The present invention relates to the general field of nozzles fitted to turbomachines. More particularly, it seeks to reduce aerodynamic noise from the jet generated at the outlet of the nozzles of airplane turbomachines that deliver separate flows, and to do so in particular while such an aircraft is taking off.
The nozzles fitted to airplane turbomachines generally comprise a centerbody surrounded by an inner barrel so as to form between them a first annular channel for a primary flow. An outer barrel surrounds the inner barrel so as to form a secondary annular channel for a secondary flow. The primary and secondary flows terminate, prior to being exhausted, in a converging portion, a throat, and a diverging portion. Overall these nozzle components are generally axially symmetrical in shape. The present invention relates more particularly to nozzles in which the centerbody is of the external type, i.e. having a trailing edge which is located downstream from the inner barrel.

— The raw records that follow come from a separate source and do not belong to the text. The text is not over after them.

PR #341, opened 2020-04-11
SMC5326

x0urc3:
Add test file and description for SMC5326


x0urc3:
Config option file has been added in merbanan/rtl_433#1346

PR #342, opened 2020-04-13
New device recording for Visonic Powercode device

maxlock:


zuckschwerdt:
Thanks! Can you rename the samples to include sample rate, frequency, and file type and change the plus to a dash (e.g. `g001_tamper-close_433.92M_250k.cu8`).

maxlock:
Files renamed :)

zuckschwerdt:
Just to be sure you really did use the defaults (no -f, no -s), right?

maxlock:
Yes, thats right, I ran rtl_433 with just a -w option to write out to a file.

zuckschwerdt:
Ah, ok. That explains why the files are that big. We usually want files from the -S option to just get one frame (message) per file. Can you possibly split the files? We need to watch the size of this repo, so just 2-4 interesting messages would be best.

maxlock:
Ahh, ok I've re-recorded the signals with the -S option, they're a bit smaller now :)

Mindavi:
I've verified that the decoder merged in https://github.com/merbanan/rtl_433/pull/1349 works for these sample files.

PR #352, opened 2020-07-20
Auriol

evilpete:
moved New directory Auriol/AFT77A into preexisting directory auriol


zuckschwerdt:
Case-changes won't reliably work. I'll pop the last merge and change it in-place.

PR #354, opened 2020-07-25
Acurite Atlas Weather Station Sample Messages

rct:


rct:
@zuckschwerdt - Are you still merging samples into the tests repo?

zuckschwerdt:
Yes, slowly. Every merge needs manual intervention. We really need a better system.

zuckschwerdt:
E.g. this: there are control chars in the README and the path should really be a 2-digit number, not "Acurite_Atlas_no_lightning_detector", with a README explaining the samples.
But I'll merge now and clean up later…

rct:
Ok thanks. I didn't see a good precedent to follow for two different "variants" of the same device and noted the old numbered directories for the different devices went away.

zuckschwerdt:
I cleaned up some stuff, but it's not perfect yet. The levels are: an optional group (e.g. manufacturer), then the devices, then numbered recording sets (with a README at each level). You can see how the result should come out in https://triq.org/explorer/
Try "smart" as quicksearch and look at the XAS_4010_Smart for an example where this works: "Intelbras" as group (headline), four sets each with a good description.

rct:
The saved signal explorer looks very cool!   I see what you are struggling with to get the tests repo in shape to be automatically processed.

zuckschwerdt:
Thanks! I still need to get around to build a similar view of the decoders, with drill down to docs, code, samples and then add the option for anyone to comment and e.g. upload more samples right there. Is going to be slow, small steps ;)

PR #358, opened 2020-08-14
Update refresh script, refresh some files that required refreshing

Mindavi:
This patch updates the refresh script to accept custom binaries. May be handy for people that don't have rtl_433 installed but want to do a quick check (I don't have it installed on my dev machine either).

A bug in the refresh script was fixed too, it did previously not accept the 16:no-wh5 'quirk' (or whatever protocol it was). It does now.

I've added some `protocol` files to prevent false positives. I'm not sure if this is the way to go? Do you have an opinion on this @zuckschwerdt? I was thinking that it would also be nice if we put the `model` name inside the folder to check, instead of the `protocol` file which contains a number that doesn't say much.

Lastly, I found some files that generated more or less lines.

- Some had duplicate lines with a same timestamp and the same data
- Some had more lines with different data (which is weird to me, as the model was the same)
- Some had less lines where it seemed like some parts of the file were not decoded anymore (deserves a closer look)


Mindavi:
Whoops, I should fix tests/prologue/02/prologue_191_60_ch2.json before this is merged, but please have a look anyway :).

zuckschwerdt:
I don't even remember adding this script. I guess it was intended for maintainers, as we don't want to update the json outputs but rather only use them for regression testing?
We should use the protocol files as last resort if a decoder is disabled. If we use them to limit the tested decoders we won't spot any false positives.
More metadata is always nice, I guess users will rather want a more integrated showcase than digging in this repo though.
I'm working on enhancing our explorer gradually as time allows. Try https://triq.org/explorer/ drill down to some set and click a (green) sample there.

Mindavi:
I'm not fully sure what you mean? I think we want to update the json files whenever a decoder adds or rearranges fields.

As far as I understand this repo is meant to help finding regressions in decoders (e.g. it stops working, it decodes fields incorrectly). It is not directly meant to find false positives, although we could add such functionality (I think an extra script would be most logical for that sort of functionality).

I think limiting decoding to the protocol it's meant to decode helps reducing noise in the json files, as we don't really care about other decoders when looking for regressions in a particular decoder.

I'm not using this repo as a showcase, rather to check if rtl_433 does not misbehave after someone changes a decoder. I also try to check if the decoder someone has written actually decodes the signal submitted to here. I also used this to generate bitbuffer files for fuzzing.

What do you mean with 'more metadata is always nice'?

zuckschwerdt:
Sorry for the quite random and unclear comment.

I use e.g. `for f in tests/acurite/Acurite_590TX/*.cu8 ; do rtl_433 -c 0 -F json -r $f >${f%.cu8}.json ; done` and then carefully select the changes I want with git. If you prefer the script that's fine. We just shouldn't apply blanket updates, but I guess you didn't want that anyway :)

To me the outputs need not reflect what some current rtl_433 actually decodes (that kind of documentation can go in a tool like the explorer) but the subset we want to test against. On that basis I don't like to add a `protocol` file if not really needed.

I consider `model` as metadata in the samples, as opposed to the `protocol` number which is just some override (like `samplerate`).

TL;DR any update and fix appreciated, I just don't think protocol overrides are needed/wanted.

Mindavi:
Let's leave it at this for now then :).

Mindavi:
Any more comments or changes needed for this to be merged?

Mindavi:
(I don't have push access to this repository, only to rtl_433)

merbanan:
@Mindavi invited

PR #366, opened 2020-10-05
iSmartAlarm Sensor Data

marc25v:
Adding iSmartAlarm door sensor data.


zuckschwerdt:
All files and descriptions look good. But strangely (as you noticed) rtl_433 doesn't pick up the modulation here. It's clearly visible in the spectrogram, looks like simple FSK.
Maybe the center frequency is too close? Not a solid bet, but perhaps try with `-f 907.6M`

marc25v:
Tried with 907.6, still giving me even if I can clearly see the signal in TRIQ:

```
Detected OOK package    @0.351659s
Analyzing pulses...
Total count:    1,  width: 25.16 ms             (25163 S)
Pulse width distribution:
 [ 0] count:    1,  width: 25163 us [25163;25163]       (25163 S)
Gap width distribution:
Pulse period distribution:
Level estimates [high, low]:  15986,     38
RSSI: -0.1 dB SNR: 26.2 dB Noise: -26.3 dB
Frequency offsets [F1, F2]:   21120,      0     (+322.3 kHz, +0.0 kHz)
Guessing modulation: Single pulse detected. Probably Frequency Shift Keying or just noise...
```

marc25v:
Also tried at 908.1

zuckschwerdt:
Strange. Could it be the harmonics (visible as "shadows") that interfere? Maybe @merbanan wants to take a look.

marc25v:
I'll drop some additional samples at different frequencies if that helps.
[iSmartAlarm Addtl Sample.zip](https://github.com/merbanan/rtl_433_tests/files/5329253/iSmartAlarm.Addtl.Sample.zip)

zuckschwerdt:
The signal really is FSK but with a very small deviation (narrow bandwidth) of maybe 10-15k. This is beyond the capabilities of our FSK demod. Perhaps by centering exactly on the signal and using a very low bandwidth something can be read, but this currently isn't going to work with rtl_433. Sorry.

PR #368, opened 2020-10-17
Sample for YG2 Smoke Sensor

MichalBartos:


zuckschwerdt:
Looks similar to the commonly used EV1527. Use `-X 'n=Emastiff-YG2,m=OOK_PWM,s=300,l=1000,r=1200'` to show the data and `-X 'n=Emastiff-YG2,m=OOK_PWM,s=300,l=1000,r=1200,match=456316,countonly'` to get this sensor only.
PR a .conf file like the ones we already have with these parameters and some description if you like.

MichalBartos:
Thanks 👍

The present invention seeks to reduce the jet noise generated at the outlet from such nozzles, in particular while an airplane is taking off, during which time the ejection speed of the primary and secondary flows is highly subsonic, i.e. about Mach 0.9 (high subsonic regime). At such flow speeds, two conditions must be satisfied: firstly it is necessary to conserve constant flow sections in three dimensions both in the neck and in the diverging portion of the nozzle in order to maintain the aerodynamic performance of the nozzle and guarantee flow rate conservation, and secondly it is necessary to maintain constant cross-sections over the entire circumference of the nozzle in order to avoid local zones of excess speed. This second requirement implies that the equivalent axially symmetrical section (as measured at the throat) must remain constant around the entire circumference of the nozzle, in all azimuth section planes. In a high subsonic regime, any local excess speed can lead to loss of aerodynamic performance, or to additional parasitic noise if a shockwave is produced.
In order to reduce the noise of the aerodynamic jet generated at the outlet from a nozzle, it is known to encourage mixing between the primary and secondary flows exiting the turbomachine. For this purpose, U.S. Pat. No. 5,924,632 proposes integrating lobes on the inner and outer barrels, with the free end of the centerbody presenting various possible shapes. Similarly, French patent No. 2 529 956 describes a system for ejecting mixed flows in which the inner barrel is provided with lobes and the centerbody is provided in part with undulations. Applying those technologies to a flow at a high subsonic rate is unsatisfactory. The above-described requirements are not satisfied, and in particular the requirement relating to conserving constant cross-sections around the entire circumference of the nozzle. This leads to local excess speeds which, in the high subsonic regime, generate shock waves which generate additional parasitic noise and which also reduce the aerodynamic performance of the nozzle.